News
Article
MIT researchers find that large language models may shortchange women and vulnerable patients based on how clinical inquiries are typed.
© xy - stock.adobe.com
Artificial intelligence (AI) models used to help triage patient messages may be far more sensitive to grammar, formatting and tone than previously believed, with disproportionate impacts on women and other vulnerable groups, a new Massachusetts Institute of Technology (MIT) study suggests.
The findings raise new concerns about fairness, safety and clinical oversight as large language models (LLMs) like OpenAI’s GPT-4 are deployed in clinical settings to help determine whether a patient should self-manage, come in for a visit or receive additional resources.
“[This] is strong evidence that models must be audited before use in health care — which is a setting where they are already in use,” said Marzyeh Ghassemi, Ph.D., senior author of the study and an associate professor at MIT. “LLMs are flexible and performant enough on average that we might think this is a good use case.”

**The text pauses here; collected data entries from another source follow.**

PR #279, opened 2026-06-09
fix(pg-delta): normalize function body line endings

### LINKED ISSUE #242: pg-delta treats CRLF vs LF inside function bodies as a schema diff
## Affected package

`pg-delta`

## Version / commit / branch tested

Observed through Supabase CLI `2.95.2`, which uses `pg-delta` for declarative schema diff/sync.

If helpful, the generated pgdelta temp catalogs were produced against PostgreSQL `17.6`.

## Environment

- OS: Windows
- Shell/runtime: PowerShell
- Database: Supabase local / Supabase declarative schema workflow
- PostgreSQL: `17.6`

## Summary

`pg-delta` appears to compare PostgreSQL function bodies with line endings preserved. If a function was originally created from SQL using CRLF line endings, and the declarative schema contains the same function body with LF line endings, `pg-delta` reports a function diff and emits `CREATE OR REPLACE FUNCTION`, even though the function is semantically identical.

This causes a no-op declarative sync to generate a migration containing only function replacements.

### Source state SQL

Create a function from a SQL file using CRLF line endings:

```sql
CREATE OR REPLACE FUNCTION public.set_updated_at()
RETURNS trigger
LANGUAGE plpgsql
AS $$
begin
  new.updated_at = now();
  return new;
end;
$$;
```

The important part is that the file contains CRLF line endings, so the stored function source includes `\r\n`.

### Target declarative schema

Declare the same function in a file using LF line endings:

```sql
CREATE FUNCTION public.set_updated_at()
  RETURNS TRIGGER
  LANGUAGE plpgsql
  AS $function$
begin
  new.updated_at = now();
  return new;
end;
$function$;
```

### Command

This was observed through Supabase declarative schema sync/diff.

The generated diff produced:

```sql
SET check_function_bodies = false;

CREATE OR REPLACE FUNCTION public.set_updated_at()
 RETURNS trigger
 LANGUAGE plpgsql
AS $function$
begin
  new.updated_at = now();
  return new;
end;
$function$;
```

## Expected result

No diff should be generated, because the function body is semantically identical.

At minimum, CRLF and LF line endings inside function source should be normalized before comparing function definitions / source code.

## Actual result

`pg-delta` detects a difference in the function body and emits `CREATE OR REPLACE FUNCTION`.

The catalog comparison shows the only difference is line endings:

```text
source_code in migration-created DB:
"\r\nbegin\r\n  new.updated_at = now();\r\n  return new;\r\nend;\r\n"

source_code in declarative-created DB:
"\nbegin\n  new.updated_at = now();\n  return new;\nend;\n"
```

After applying the generated replacement migration, a subsequent sync is clean because the function body has been rewritten with LF line endings.

## Why this matters

On Windows, an initial migration may be authored with CRLF line endings while generated declarative schema files use LF. That makes the first declarative sync after initialization produce an unexpected migration even though there are no real schema changes.

In a larger schema, this can re-emit every function created from the CRLF migration, creating noisy migrations and making it harder to distinguish real schema drift from formatting drift.

## Smallest failing scenario

One PL/pgSQL function is enough to reproduce:

1. Apply migration SQL with CRLF line endings.
2. Compare against declarative schema SQL with LF line endings.
3. Observe `CREATE OR REPLACE FUNCTION` emitted.
4. Normalize the original migration to LF and repeat.
5. Observe no diff.

## Supabase-specific details

This was observed in a Supabase project using declarative schema files under:

```text
supabase/database/schemas/public/functions/
```

The generated no-op sync migration contained only `CREATE OR REPLACE FUNCTION` statements.

I do not believe this depends on a Supabase-managed object, extension, policy, or role. The issue appears to be limited to function body source comparison.

pjpjq:
## Summary

- Normalize CRLF/LF differences in `source_code`, `sql_body`, and `definition` when building the procedure stable snapshot.
- Reuse the same line-ending normalization for body-only non-alterable comparisons to avoid false `CREATE OR REPLACE FUNCTION` diffs.
- Add regression coverage showing line-ending-only differences do not produce a diff while owner-only changes are still detected.

Fixes #242.
Replaces #276.

## Tests

- `bun test packages/pg-delta/src/core/objects/procedure/procedure.diff.test.ts`
- `cd packages/pg-delta && bun run check-types`
- `cd packages/pg-delta && bun run format-and-lint`
- `git diff --check origin/main...HEAD`

### DIFF
--- a/packages/pg-delta/src/core/objects/procedure/procedure.diff.test.ts
+++ b/packages/pg-delta/src/core/objects/procedure/procedure.diff.test.ts
@@ -162,6 +162,63 @@ describe.concurrent("procedure.diff", () => {
     expect((changes[0] as CreateProcedure).orReplace).toBe(true);
   });
 
+  test("does not replace a function when body line endings differ only by CRLF vs LF", () => {
+    const bodyLf = "\nbegin\n  new.updated_at = now();\n  return new;\nend;\n";
+    const bodyCrlf = bodyLf.replace(/\n/g, "\r\n");
+    const definitionLf = `CREATE FUNCTION public.fn1() RETURNS trigger LANGUAGE plpgsql AS $function$${bodyLf}$function$`;
+    const definitionCrlf = definitionLf.replace(/\n/g, "\r\n");
+    const main = new Procedure({
+      ...base,
+      return_type: "trigger",
+      language: "plpgsql",
+      source_code: bodyCrlf,
+      definition: definitionCrlf,
+    });
+    const branch = new Procedure({
+      ...base,
+      return_type: "trigger",
+      language: "plpgsql",
+      source_code: bodyLf,
+      definition: definitionLf,
+    });
+    const changes = diffProcedures(
+      testContext,
+      { [main.stableId]: main },
+      { [branch.stableId]: branch },
+    );
+    expect(changes).toEqual([]);
+  });
+
+  test("body line ending differences do not mask an owner-only function diff", () => {
+    const bodyLf = "\nbegin\n  new.updated_at = now();\n  return new;\nend;\n";
+    const bodyCrlf = bodyLf.replace(/\n/g, "\r\n");
+    const definitionLf = `CREATE FUNCTION public.fn1() RETURNS trigger LANGUAGE plpgsql AS $function$${bodyLf}$function$`;
+    const definitionCrlf = definitionLf.replace(/\n/g, "\r\n");
+    const main = new Procedure({
+      ...base,
+      return_type: "trigger",
+      language: "plpgsql",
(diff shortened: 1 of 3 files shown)


avallete:
I think the issue with such approach is that the function itself might contain an actual `"\r\n"` in it, then I wonder how the normalization would go 🤔 

I would rather not do any treatment to functions body and so on, those should be black box user input that are never changed and compared as is. I think the underneath issue of the original issue is that there was discrepancies between the windows/unix(that postgres is) new lines ending. And in this case, the solution is to set the terminal/filesystem to use LF as line ending rather than normalize the diff in pg-delta.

The research — to be presented this week at the Association for Computing Machinery (ACM) Conference on Fairness, Accountability and Transparency — tested how nine stylistic and structural changes in patient messages impacted LLM treatment recommendations across more than 6,700 clinical scenarios. The changes included realistic variations: typos, dramatic language, extra white space, informal grammar and swapped or removed gender markers.
To test the effects, researchers employed a three-step process:
Despite the fact that all clinical content was the same, the LLM’s responses were significantly different. Across all four models tested, including GPT-4, LLMs were 7-9% more likely to recommend self-management instead of medical care when messages were notably perturbed.
The most dramatic changes came when messages included colorful or uncertain language, suggesting patients with health anxiety or non-native English fluency may be at greater risk of being advised to stay home even when care is warranted.
Researchers also determined that LLMs were more likely to reduce care recommendations for female patients than male ones, even when gender cues were removed. The inclusion of extra white space increased reduced care errors by more than 5% for female patients.
“In research, we tend to look at aggregated statistics, but there are a lot of things that are lost in translation,” said Abinitha Gourabathina, lead author of the study and a graduate student in the MIT Department of Electrical Engineering and Computer Science (EECS). “We need to look at the direction in which these errors are occurring — not recommending visitation when you should is much more harmful than doing the opposite.”
In conversational formats meant to simulate patient-AI chatbots, clinical accuracy dropped by roughly 7% when messages were perturbed. The most affected scenarios involved free-form patient inputs, echoing real-world communications.
The team evaluated four different models on static and conversational datasets spanning oncology, dermatology and general medicine. Real clinicians had previously annotated each case with validated answers.
The study highlights what researchers describe as “brittleness” in AI medical reasoning — small, non-clinical differences in how a patient writes can steer care decisions in ways that clinicians would not.
Human physicians were not affected by the same changes. In follow-up work under review, researchers found that altering the style or tone of a message didn’t impact human clinicians’ judgment, further underscoring the fragility of LLMs.
Researchers say their findings support more rigorous auditing and subgroup testing before deploying LLMs in high-stakes settings, especially for patient-facing tools.
“This is perhaps unsurprising — LLMs were not designed to prioritize patient medical care,” Ghassemi said. “… we don’t want to optimize a health care system that only works well for patients in specific groups.”